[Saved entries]
PR #1150, opened 2015-06-14
Benchmarking

Joris-van-der-Wel:
I would like for jsdom to care more about performance. This change adds a simple way to create benchmarks using http://benchmarkjs.com/. 

When the benchmarks are run in node, only the performance of jsdom is measured. This is useful to compare the effects of a proposed patch or to find out where a performance regression was introduced using `git bisect`.

If the benchmarks are run in chrome, a comparison will be made with the native DOM of chrome. This is useful to find good spots to improve jsdom. For example one of the benchmarks I included in this PR shows that `appendChild` is extremely slow compared to chrome if there are a lot of parents _(appending elements vertically appears to be something like `O(n^2)` instead of `O(n)`)_.

Currently the benchmarks scripts all use `var` because strict mode is not yet supported. But I will rebase this PR when support for it lands in the library I am using: https://github.com/bestiejs/benchmark.js/pull/97

Another point of interest is that if you specify setup, tearDown, cycle functions, they will actually all be part of the same function, so they are all in the same variable scope. You can see this in `benchmark/dom/tree-modification.js`. I am not sure if this is a desired style? Alternatives would include using globals or using `this` (must be non enumerable) ~~or a big closure around the benchmark.~~

A couple points on my implementation:

* The runner does not use `fs` at all, every benchmark file is included with a static `require()`. This makes it easier to browserify. This is different from jsdom's unit test runner
* You can specify what benchmarks to run using a command line flag: `node benchmark/runner -s jsdom/api,dom/construction/createElement`
* The browser bundle is generated using `node benchmark/runner --bundle`, you can then open the browser-runner.html in chrome
* You use the console (F12) in chrome to run benchmarks, it also reports to the console. There is no fancy html UI. This is much simpler and lets you more easily do fancy things like profiling: `console.profile(); run('dom/construction/createElement', 'jsdom'); console.profileEnd();`
* I included a few examples in this PR to demonstrate all the features (synchronous test, setup function, async test, etc), but this is of course not complete

Here is some sample output:
```
# dom/construction/createTextNode #
native x 1,848,191 ops/sec ±18.95% (26 runs sampled)
jsdom  x 6,000,818 ops/sec ±46.22% (64 runs sampled)
Fastest is "jsdom", which is 3.25x faster than the slowest "native"

# dom/tree-modification/appendChild: many parents #
native x 3,983,773 ops/sec ±1.45% (5 runs sampled)
jsdom  x 1,863 ops/sec ±97.50% (22 runs sampled)
Fastest is "native", which is 2138.46x faster than the slowest "jsdom "
```

Perhaps contributing.md should be updated to ask people to run a benchmark if they change something that might impact performance?

### DIFF
--- a/.gitignore
+++ b/.gitignore
@@ -6,3 +6,4 @@ v8.log
 node_modules
 test/worker-bundle.js
 npm-debug.log
+benchmark/browser-bundle.js
--- a/.jscsrc
+++ b/.jscsrc
@@ -27,6 +27,10 @@
 
   "excludeFiles": [
     "node_modules/**",
+
+    "benchmark/browser-bundle.js",
+    "test/worker-bundle.js",
+
     "lib/jsdom/browser/htmltodom.js",
     "lib/jsdom/browser/default-stylesheet.js",
     "lib/jsdom/level1/core.js",
--- a/.jshintignore
+++ b/.jshintignore
@@ -1,3 +1,6 @@
+benchmark/browser-bundle.js
+test/worker-bundle.js
+
 lib/jsdom/browser/htmltodom.js
 lib/jsdom/browser/default-stylesheet.js
 lib/jsdom/level1/core.js
--- a/benchmark/browser-runner.html
+++ b/benchmark/browser-runner.html
@@ -1,0 +1,18 @@
+<!DOCTYPE html>
+<html>
+  <head>
+    <meta charset="utf-8">
+    <title>JSDom benchmarks</title>
+    <script src="browser-bundle.js"></script>
+    <script>
+      window.run = require("jsdom-browser-runner");
+    </script>
+  </head>
+  <body>
+    <p>Execute <code>run('dom/construction/createElement')</code> to run a benchmark.
+      Or <code>run()</code> to run them all.
+      You can also specify to only run a benchmark for a specific implementation,
+      "jsdom" or "native": <code>run('dom/construction', 'jsdom')</code>.
+    </p>
+  </body>
+</html>
--- a/benchmark/browser-runner.js
+++ b/benchmark/browser-runner.js
@@ -1,0 +1,48 @@
+"use strict";
+
+const consoleReporter = require("./console-reporter");
+const pathToSuites = require("./path-to-suites");
+const benchmarks = require(".");
+
+module.exports = function (suites, documentImplementation) {
+  if (typeof suites === "string") {
+    suites = suites.trim().split(/,/);
+  }
+
+  let suitesToRun = pathToSuites(benchmarks, suites);
+  suitesToRun.forEach(consoleReporter);
+
+  suitesToRun = suitesToRun.map(function (suite) {
+    let runSuite = suite;
+    if (documentImplementation) {
+      runSuite = suite.filter(function (benchmark) {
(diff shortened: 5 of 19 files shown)


domenic:
Overall looking really good. I commented mostly on the benchmark files themselves, since that's what we'll be spending the most time maintaining in the future.

> The runner does not use fs at all, every benchmark file is included with a static require().

Could we experiment with generating the repetitive "manifest" files, like jsdom/benchmark/index.js, benchmark/jsdom/index.js, etc.? That is, write a script that generates them before bundling/running the benchmarks, and add the actual files themselves to .gitignore? (Also the script should output a comment saying "these files are generated" at the top.)

It would be cool to end up with a usable solution here that we can eventually care over to our unit tests.

Joris-van-der-Wel:
Made a lot of improvements today. 

A lot of style changes. Also the benchmark functions are no longer compiled, this took some time getting correct. 

I am not yet sure if I am happy with how the closures are set up now:
```javascript
exports["appendChild: many parents"] = (function () {
  const DEPTH = 500;
  let itData;
  let it;

  return suite({
    setup: function (document) {
      itData = new Array(this.count);

      for (let i = 0; i < this.count; ++i) {
        let nodes = new Array(DEPTH);

        for (let n = 0; n < DEPTH; ++n) {
          nodes[n] = document.createElement("div");
        }

        itData[i] = nodes;
      }

      it = 0;
    },
    fn: function () {
      let nodes = itData[it];

      for (let n = 1; n < DEPTH; ++n) {
        nodes[n - 1].appendChild(nodes[n]);
      }

      ++it;
    }
  });
}());
```

I have not yet thought about the manifest idea.

Joris-van-der-Wel:
I'm done with improvements unless someone has something to note.

I think that generating manifest files is not worth the effort. Adding a new benchmark file or test file is relatively rare. I prefer to be a little more verbose instead of doing a lot of clever things, it makes things more straightforward. 

It would also complicate things if your test file is using assets which should not be added to the manifest. For example `test/living-dom/attributes.js` uses the file `files/minimal.html`, but that html should obviously not be added to the manifest. A file such as `test/util.js` should not be added either. So you would need to rely on specific path matching, or on scanning javascript files for annotations.

domenic:
OK, all merged! We'll have to work on incorporating this into our workflow from now on. Your help prompting on PRs and such would be appreciated.

Also, maybe you could add a quick `npm run benchmark` script, and put that in Contributing.md? Maybe add the script in to Travis? (Although [I am not sure that Travis would be reliable to compare across runs](https://twitter.com/domenic/status/614388828816584704) ... maybe we'd do some kind of `git checkout HEAD~1` then benchmark the two?)

Joris-van-der-Wel:
Sure I'll do that in a bit.

I am also hesitant to use travis because it is virtualized. Other virtual machines could steal cpu in the middle of a benchmark. So even if you do `npm run benchmark; git checkout HEAD~1; npm install; npm run benchmark`, you could see a huge difference suddenly, even though all the change did was update README.

The solution would be to use a dedicated machine (which has a cpu without a turbo boost for bonus points), but I am not sure that is worth the effort

domenic:
Yeah I guess we could just ask contributors to run locally and report back. A dedicated machine would be pretty cool though :P.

**INSTRUCTIONS TO FOLLOW**
The entries above are to be copied word for word.

**ANSWER BELOW**
PR #1150, opened 2015-06-14
Benchmarking

Joris-van-der-Wel:
I would like for jsdom to care more about performance. This change adds a simple way to create benchmarks using http://benchmarkjs.com/. 

When the benchmarks are run in node, only the performance of jsdom is measured. This is useful to compare the effects of a proposed patch or to find out where a performance regression was introduced using `git bisect`.

If the benchmarks are run in chrome, a comparison will be made with the native DOM of chrome. This is useful to find good spots to improve jsdom. For example one of the benchmarks I included in this PR shows that `appendChild` is extremely slow compared to chrome if there are a lot of parents _(appending elements vertically appears to be something like `O(n^2)` instead of `O(n)`)_.

Currently the benchmarks scripts all use `var` because strict mode is not yet supported. But I will rebase this PR when support for it lands in the library I am using: https://github.com/bestiejs/benchmark.js/pull/97

Another point of interest is that if you specify setup, tearDown, cycle functions, they will actually all be part of the same function, so they are all in the same variable scope. You can see this in `benchmark/dom/tree-modification.js`. I am not sure if this is a desired style? Alternatives would include using globals or using `this` (must be non enumerable) ~~or a big closure around the benchmark.~~

A couple points on my implementation:

* The runner does not use `fs` at all, every benchmark file is included with a static `require()`. This makes it easier to browserify. This is different from jsdom's unit test runner
* You can specify what benchmarks to run using a command line flag: `node benchmark/runner -s jsdom/api,dom/construction/createElement`
* The browser bundle is generated using `node benchmark/runner --bundle`, you can then open the browser-runner.html in chrome
* You use the console (F12) in chrome to run benchmarks, it also reports to the console. There is no fancy html UI. This is much simpler and lets you more easily do fancy things like profiling: `console.profile(); run('dom/construction/createElement', 'jsdom'); console.profileEnd();`
* I included a few examples in this PR to demonstrate all the features (synchronous test, setup function, async test, etc), but this is of course not complete

Here is some sample output:
```
# dom/construction/createTextNode #
native x 1,848,191 ops/sec ±18.95% (26 runs sampled)
jsdom  x 6,000,818 ops/sec ±46.22% (64 runs sampled)
Fastest is "jsdom", which is 3.25x faster than the slowest "native"

# dom/tree-modification/appendChild: many parents #
native x 3,983,773 ops/sec ±1.45% (5 runs sampled)
jsdom  x 1,863 ops/sec ±97.50% (22 runs sampled)
Fastest is "native", which is 2138.46x faster than the slowest "jsdom "
```

Perhaps contributing.md should be updated to ask people to run a benchmark if they change something that might impact performance?

### DIFF
--- a/.gitignore
+++ b/.gitignore
@@ -6,3 +6,4 @@ v8.log
 node_modules
 test/worker-bundle.js
 npm-debug.log
+benchmark/browser-bundle.js
--- a/.jscsrc
+++ b/.jscsrc
@@ -27,6 +27,10 @@
 
   "excludeFiles": [
     "node_modules/**",
+
+    "benchmark/browser-bundle.js",
+    "test/worker-bundle.js",
+
     "lib/jsdom/browser/htmltodom.js",
     "lib/jsdom/browser/default-stylesheet.js",
     "lib/jsdom/level1/core.js",
--- a/.jshintignore
+++ b/.jshintignore
@@ -1,3 +1,6 @@
+benchmark/browser-bundle.js
+test/worker-bundle.js
+
 lib/jsdom/browser/htmltodom.js
 lib/jsdom/browser/default-stylesheet.js
 lib/jsdom/level1/core.js
--- a/benchmark/browser-runner.html
+++ b/benchmark/browser-runner.html
@@ -1,0 +1,18 @@
+<!DOCTYPE html>
+<html>
+  <head>
+    <meta charset="utf-8">
+    <title>JSDom benchmarks</title>
+    <script src="browser-bundle.js"></script>
+    <script>
+      window.run = require("jsdom-browser-runner");
+    </script>
+  </head>
+  <body>
+    <p>Execute <code>run('dom/construction/createElement')</code> to run a benchmark.
+      Or <code>run()</code> to run them all.
+      You can also specify to only run a benchmark for a specific implementation,
+      "jsdom" or "native": <code>run('dom/construction', 'jsdom')</code>.
+    </p>
+  </body>
+</html>
--- a/benchmark/browser-runner.js
+++ b/benchmark/browser-runner.js
@@ -1,0 +1,48 @@
+"use strict";
+
+const consoleReporter = require("./console-reporter");
+const pathToSuites = require("./path-to-suites");
+const benchmarks = require(".");
+
+module.exports = function (suites, documentImplementation) {
+  if (typeof suites === "string") {
+    suites = suites.trim().split(/,/);
+  }
+
+  let suitesToRun = pathToSuites(benchmarks, suites);
+  suitesToRun.forEach(consoleReporter);
+
+  suitesToRun = suitesToRun.map(function (suite) {
+    let runSuite = suite;
+    if (documentImplementation) {
+      runSuite = suite.filter(function (benchmark) {
(diff shortened: 5 of 19 files shown)


domenic:
Overall looking really good. I commented mostly on the benchmark files themselves, since that's what we'll be spending the most time maintaining in the future.

> The runner does not use fs at all, every benchmark file is included with a static require().

Could we experiment with generating the repetitive "manifest" files, like jsdom/benchmark/index.js, benchmark/jsdom/index.js, etc.? That is, write a script that generates them before bundling/running the benchmarks, and add the actual files themselves to .gitignore? (Also the script should output a comment saying "these files are generated" at the top.)

It would be cool to end up with a usable solution here that we can eventually care over to our unit tests.

Joris-van-der-Wel:
Made a lot of improvements today. 

A lot of style changes. Also the benchmark functions are no longer compiled, this took some time getting correct. 

I am not yet sure if I am happy with how the closures are set up now:
```javascript
exports["appendChild: many parents"] = (function () {
  const DEPTH = 500;
  let itData;
  let it;

  return suite({
    setup: function (document) {
      itData = new Array(this.count);

      for (let i = 0; i < this.count; ++i) {
        let nodes = new Array(DEPTH);

        for (let n = 0; n < DEPTH; ++n) {
          nodes[n] = document.createElement("div");
        }

        itData[i] = nodes;
      }

      it = 0;
    },
    fn: function () {
      let nodes = itData[it];

      for (let n = 1; n < DEPTH; ++n) {
        nodes[n - 1].appendChild(nodes[n]);
      }

      ++it;
    }
  });
}());
```

I have not yet thought about the manifest idea.

Joris-van-der-Wel:
I'm done with improvements unless someone has something to note.

I think that generating manifest files is not worth the effort. Adding a new benchmark file or test file is relatively rare. I prefer to be a little more verbose instead of doing a lot of clever things, it makes things more straightforward. 

It would also complicate things if your test file is using assets which should not be added to the manifest. For example `test/living-dom/attributes.js` uses the file `files/minimal.html`, but that html should obviously not be added to the manifest. A file such as `test/util.js` should not be added either. So you would need to rely on specific path matching, or on scanning javascript files for annotations.

domenic:
OK, all merged! We'll have to work on incorporating this into our workflow from now on. Your help prompting on PRs and such would be appreciated.

Also, maybe you could add a quick `npm run benchmark` script, and put that in Contributing.md? Maybe add the script in to Travis? (Although [I am not sure that Travis would be reliable to compare across runs](https://twitter.com/domenic/status/614388828816584704) ... maybe we'd do some kind of `git checkout HEAD~1` then benchmark the two?)

Joris-van-der-Wel:
Sure I'll do that in a bit.

I am also hesitant to use travis because it is virtualized. Other virtual machines could steal cpu in the middle of a benchmark. So even if you do `npm run benchmark; git checkout HEAD~1; npm install; npm run benchmark`, you could see a huge difference suddenly, even though all the change did was update README.

The solution would be to use a dedicated machine (which has a cpu without a turbo boost for bonus points), but I am not sure that is worth the effort

domenic:
Yeah I guess we could just ask contributors to run locally and report back. A dedicated machine would be pretty cool though :P.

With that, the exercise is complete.